PR #4257, opened 2017-05-09
Fallback on LevelRaw If the Level is not in the RenderingInfo section of the event

LucasArona:
Applies to Windows Vista and above only.

https://discuss.elastic.co/t/event-fields-missing-if-renderinginfo-is-empty/84709

### DIFF
--- a/winlogbeat/eventlog/wineventlog.go
+++ b/winlogbeat/eventlog/wineventlog.go
@@ -11,7 +11,6 @@ import (
 	"github.com/elastic/beats/libbeat/common"
 	"github.com/elastic/beats/libbeat/logp"
 	"github.com/elastic/beats/winlogbeat/sys"
-	"github.com/elastic/beats/winlogbeat/sys/wineventlog"
 	win "github.com/elastic/beats/winlogbeat/sys/wineventlog"
 	"github.com/joeshaw/multierror"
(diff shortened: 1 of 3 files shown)


winlogbeat/eventlog/wineventlog.go
```diff
@@ -216,6 +217,11 @@ func (l *winEventLog) buildRecordFromXML(x []byte, recoveredErr error) (Record,
 		e.RenderErr = recoveredErr.Error()
 	}
 
+	if e.Level == "" {
+		//Let's fallback on LevelRaw if the level is not set in the RenderingInfo
```
andrewkroh: Could you please change this to 

`// Fallback on LevelRaw if the Level is not set in the RenderingInfo.`

winlogbeat/eventlog/wineventlog.go
```diff
@@ -11,6 +11,7 @@ import (
 	"github.com/elastic/beats/libbeat/common"
 	"github.com/elastic/beats/libbeat/logp"
 	"github.com/elastic/beats/winlogbeat/sys"
+	"github.com/elastic/beats/winlogbeat/sys/wineventlog"
```
andrewkroh: For consistency, could you use the "aliased" import below for this package. It's just aliased to `win`.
────────────────────
§ **WHAT YOU HAVE TO DO**
Repeat the entries above exactly, leaving nothing out.

§ **WRITTEN RESPONSE**
PR #4257, opened 2017-05-09
Fallback on LevelRaw If the Level is not in the RenderingInfo section of the event

LucasArona:
Applies to Windows Vista and above only.

https://discuss.elastic.co/t/event-fields-missing-if-renderinginfo-is-empty/84709

### DIFF
--- a/winlogbeat/eventlog/wineventlog.go
+++ b/winlogbeat/eventlog/wineventlog.go
@@ -11,7 +11,6 @@ import (
 	"github.com/elastic/beats/libbeat/common"
 	"github.com/elastic/beats/libbeat/logp"
 	"github.com/elastic/beats/winlogbeat/sys"
-	"github.com/elastic/beats/winlogbeat/sys/wineventlog"
 	win "github.com/elastic/beats/winlogbeat/sys/wineventlog"
 	"github.com/joeshaw/multierror"
(diff shortened: 1 of 3 files shown)


winlogbeat/eventlog/wineventlog.go
```diff
@@ -216,6 +217,11 @@ func (l *winEventLog) buildRecordFromXML(x []byte, recoveredErr error) (Record,
 		e.RenderErr = recoveredErr.Error()
 	}
 
+	if e.Level == "" {
+		//Let's fallback on LevelRaw if the level is not set in the RenderingInfo
```
andrewkroh: Could you please change this to 

`// Fallback on LevelRaw if the Level is not set in the RenderingInfo.`

winlogbeat/eventlog/wineventlog.go
```diff
@@ -11,6 +11,7 @@ import (
 	"github.com/elastic/beats/libbeat/common"
 	"github.com/elastic/beats/libbeat/logp"
 	"github.com/elastic/beats/winlogbeat/sys"
+	"github.com/elastic/beats/winlogbeat/sys/wineventlog"
```
andrewkroh: For consistency, could you use the "aliased" import below for this package. It's just aliased to `win`.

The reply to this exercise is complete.